Zachary Turner via lldb-dev lldb-dev at lists.llvm.org
Wed Sep 2 12:31:43 PDT 2015

Historically the pattern for tests that need to test situations involving
threads has been to write the tests using pthreads, and then a common
pattern on the python side of the test is to assert that the actual number
of threads equals the expected number of threads.

To deal with the pthread portability issue, I ported most of these tests
over to std::threads, but there is still another issue with them.

On Windows we can't assume anything about the number of threads in a
program.  For example, a single-threaded hello world program actually has 3
threads, 2 of which are reserved for use by the operating system.  And the
fact that there's 2 is just arbitrary, that might not remain the same
between compiler versions, operating system versions, etc.  And to make
matters worse it might not even remain constant through the life of the
program (the assumption just being that we cannot make any assumptions,
since we don't control the threads).

So I need to find a way to write these tests portably.

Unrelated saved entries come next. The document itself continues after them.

PR #2556, opened 2025-08-07
improved review role display. readded missing role name display code

ARADDCC002:


backend/config/default.cjs
```diff
@@ -248,7 +248,7 @@ module.exports = {
     },
 
     roleDisplayNames: {
-      owner: 'Owner',
```
JR40159, line 251: Owner is still default

infrastructure/helm/bailo/values.yaml
```diff
@@ -257,7 +257,7 @@ config:
       states: []
 
     roleDisplayNames:
-      owner: 'Owner'
```
JR40159, line 260: Default is still Owner

JR40159 (changes requested):

PR #2573, opened 2025-08-19
Move review count logic from the frontend into the backend

JRB66955:


backend/test/services/review.spec.ts
```diff
@@ -218,14 +218,14 @@ describe('services > review', () => {
   const user: any = { dn: 'test' }
 
   test('findReviews > all reviews for user', async () => {
-    await findReviews(user, true)
+    await findReviews(user, true, false)
 
     expect(reviewModelMock.match.mock.calls.at(0)).toMatchSnapshot()
     expect(reviewModelMock.match.mock.calls.at(1)).toMatchSnapshot()
   })
```
PE39806, line 226: Please add a test where the param `open` in `findReviews` is `true`

frontend/src/wrapper/SideNavigation.tsx
```diff
@@ -84,21 +84,14 @@ export default function SideNavigation({
...
 }: SideNavigationProps) {
   const [reviewCount, setReviewCount] = useState(0)
-  const { reviews, isReviewsLoading, isReviewsError } = useGetReviewRequestsForUser()
+  const { reviews, isReviewsLoading, isReviewsError } = useGetReviewRequestsForUser(true)
   const { responses, isResponsesLoading, isResponsesError } = useGetUserResponses()
 
   useEffect(() => {
     async function fetchReviewCount() {
       onResetErrorMessage()
       if (reviews) {
```
PE39806, line 93: I'd prefer this being `if (Array.isArray(reviews))` as it does type and property checks as well.

backend/src/services/review.ts
```diff
@@ -53,6 +55,17 @@ export async function findReviews(
...
+    const responses = await getResponsesByParentIds(parentIds)
+    reviews = reviews.filter(
+      (review) =>
+        !responses.find(
+          (response) => response.entity === `user:${user.dn}` && response.parentId.toString() === review._id.toString(),
+        ),
+    )
+  }
+
   return reviews.filter((_, i) => auths[i].success)
```
PE39806, line 69: I think that this won't work as intended as if `open` is `true` then `reviews = reviews.filter(...)` is called _after_ getting the `auths` so we cannot then `filter` on the `auths` indices. I think swapping the `const auths = ...` and `if (open) {...` blocks around will resolve this.

ARADDCC002 (dismissed):

PE39806 (approved):

PR #2577, opened 2025-08-22
Feature/bai 1695 schema diff

ARADDCC002:


frontend/src/schemas/SchemaCompare.tsx
```diff
@@ -0,0 +1,73 @@
...
+import ReactDiffViewer, { DiffMethod } from 'react-diff-viewer-continued'
+import Loading from 'src/common/Loading'
+import MessageAlert from 'src/MessageAlert'
+import { SchemaInterface } from 'types/types'
+
+export default function SchemaCompare() {
+  const { schemas, isSchemasLoading, isSchemasError } = useGetSchemas()
+
+  const [beforeSchema, setBeforeSchema] = useState<SchemaInterface | null>()
+  const [afterSchema, setAfterSchema] = useState<SchemaInterface | null>()
```
PE39806, line 14: Does it matter that these will initially be `undefined`?
This could be changed to `const [beforeSchema, setBeforeSchema] = useState<SchemaInterface | null>(null)`, for example, to always be initialised as `null`.

frontend/src/schemas/SchemaCompare.tsx
```diff
@@ -0,0 +1,73 @@
...
+        <Stack direction='row' spacing={12} justifyContent='center' alignItems='center'>
+          <Autocomplete
+            disablePortal
+            options={schemas}
+            fullWidth
+            size='small'
+            getOptionDisabled={(option) => option.id === afterSchema?.id}
+            getOptionLabel={(option: SchemaInterface) => option.name}
+            sx={{ width: 300 }}
+            renderInput={(params) => <TextField {...params} label='Schema ' />}
```
PE39806, line 44: Could: change this `label` to `Old Schema`.

frontend/src/schemas/SchemaCompare.tsx
```diff
@@ -0,0 +1,73 @@
...
+          <Forward color='primary' fontSize='large' />
+          <Autocomplete
+            disablePortal
+            options={schemas}
+            fullWidth
+            size='small'
+            getOptionDisabled={(option) => option.id === beforeSchema?.id}
+            getOptionLabel={(option: SchemaInterface) => option.name}
+            sx={{ width: 300 }}
+            renderInput={(params) => <TextField {...params} label='Schema' />}
```
PE39806, line 56: Could: change this `label` to `New Schema`.

frontend/src/schemas/SchemaCompare.tsx
```diff
@@ -0,0 +1,73 @@
...
+            options={schemas}
+            fullWidth
+            size='small'
+            getOptionDisabled={(option) => option.id === afterSchema?.id}
+            getOptionLabel={(option: SchemaInterface) => option.name}
+            sx={{ width: 300 }}
+            renderInput={(params) => <TextField {...params} label='Schema ' />}
+            onChange={handleBeforeSchemaChange}
+          />
+          <Forward color='primary' fontSize='large' />
```
PE39806, line 47: Add an `aria-label` e.g. `"Compare arrow"`.

frontend/src/schemas/SchemaCompare.tsx
```diff
@@ -0,0 +1,73 @@
...
+            getOptionLabel={(option: SchemaInterface) => option.name}
+            sx={{ width: 300 }}
+            renderInput={(params) => <TextField {...params} label='Schema' />}
+            onChange={handleAfterSchemaChange}
+          />
+        </Stack>
+        {beforeSchema && afterSchema ? (
+          <ReactDiffViewer
+            oldValue={JSON.stringify(beforeSchema, null, 2)}
+            newValue={JSON.stringify(afterSchema, null, 2)}
```
PE39806, line 63: I think that these will be re-run on every render. Can `useMemo` be utilised to avoid this?

PE39806 (changes requested):

PE39806 (approved):

PR #2631, opened 2025-09-02
Feature/bai 1696 schema migration plan UI

ARADDCC002:


PE39806 (changes requested):

frontend/src/MuiForms/QuestionViewer.tsx
```diff
@@ -0,0 +1,39 @@
...
+  formContext?: FormContextType
+  schema?: any
+}
+
+export default function QuestionViewer({ label, id, schema, formContext }: QuestionViewProps) {
+  if (!formContext) {
+    return <MessageAlert message='Unable to render widget due to missing context' severity='error' />
+  }
+
+  const schemaPath = `${formContext.rootSection}.${id?.replace('root_', '').replaceAll('_', '.')}`
```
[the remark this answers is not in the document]
ARADDCC002: Return an error message rather than null to make it more obvious if there's a problem. Realistically, `id` should _never_ be null/undefined, but you're rest that it's best to check.

frontend/src/schemas/SchemaMigrator.tsx
```diff
@@ -69,12 +69,18 @@ export default function SchemaMigrator({ sourceSchema, targetSchema }: SchemaMig
...
     return questionMigrations.map((migrationAction) => {
-      if (migrationAction.kind === MigrationKind.DELETE) {
+      if (migrationAction.kind === MigrationKind.MOVE) {
         return (
           <Stack direction='row' spacing={1} alignItems='center' key={migrationAction.id}>
             <Tooltip title='Remove action'>
-              <IconButton onClick={() => handleRemoveActionItem(migrationAction)}>
+              <IconButton
+                onClick={() => handleRemoveActionItem(migrationAction)}
+                aria-label={`Remove action ${migrationAction.id}`}
```
PE39806, line 82:
```suggestion
                aria-label={`Move action ${migrationAction.id}`}
```

ARADDCC002: This is to remove an action from the migration plan

PE39806 (dismissed):

frontend/src/schemas/SchemaMigrator.tsx
```diff
@@ -0,0 +1,321 @@
...
+    for (const step of sourceSteps) {
+      step.steps = sourceSteps
+    }
+    setSplitSourceSchema({ reference: sourceSchema.id, steps: sourceSteps })
+
+    for (const step of targetSteps) {
+      step.steps = targetSteps
+    }
+    setSplitTargetSchema({ reference: targetSchema.id, steps: targetSteps })
+  }, [sourceSchema, targetSchema])
```
JR40159, line 62: This might be more a general React convention question but it seems weird to me that here we handle what happens if all the props from the parent component change- ie basically all the content in this component needs updating. Would you not just move the `useEffect` at the parent level?

frontend/src/schemas/SchemaMigrator.tsx
```diff
@@ -0,0 +1,321 @@
...
+    setIsTargetSchemaActive(false)
+  }
+
+  const handleSelectTargetQuestion = () => {
+    setIsSourceSchemaActive(false)
+    setIsTargetSchemaActive(true)
+  }
+
+  const handleSourceQuestionOnClick = (selection: QuestionSelection) => {
+    setErrorText('')
```
JR40159, line 155: To save this line being duplicated, could you just do this once when the add new action button is handled?

JR40159 (changes requested):

frontend/src/schemas/SchemaMigrationSelector.tsx
```diff
@@ -0,0 +1,139 @@
...
+import { SyntheticEvent, useCallback, useState } from 'react'
+import Loading from 'src/common/Loading'
+import MessageAlert from 'src/MessageAlert'
+import SchemaMigrator from 'src/schemas/SchemaMigrator'
+import { SchemaInterface } from 'types/types'
+
+export default function SchemaMigrationSelector() {
+  const { schemas, isSchemasLoading, isSchemasError } = useGetSchemas()
+
+  const [sourceSchema, setSourceSchema] = useState<SchemaInterface | null>()
```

Do all platforms have a way to assign a thread a name?  Looking in
Host/*/ThisThread.cpp, it seems:

1) Linux and MacOSX inferiors can use pthread_setname_np
2) FreeBSD inferiors can use pthread_set_name_np
3) Windows inferiors can raise a magic exception which the debugger is
expected to recognize

Based on this, it seems that one possible way to write these tests portably
is to have the test inferiors assign names to the threads, and have the
tests index the threads by name instead of by ordinal.

Does anyone have any thoughts on this or other possible approaches?

I really would like to avoid having different inferiors or different tests
for all of this functionality, as it will be very easy to get out of sync.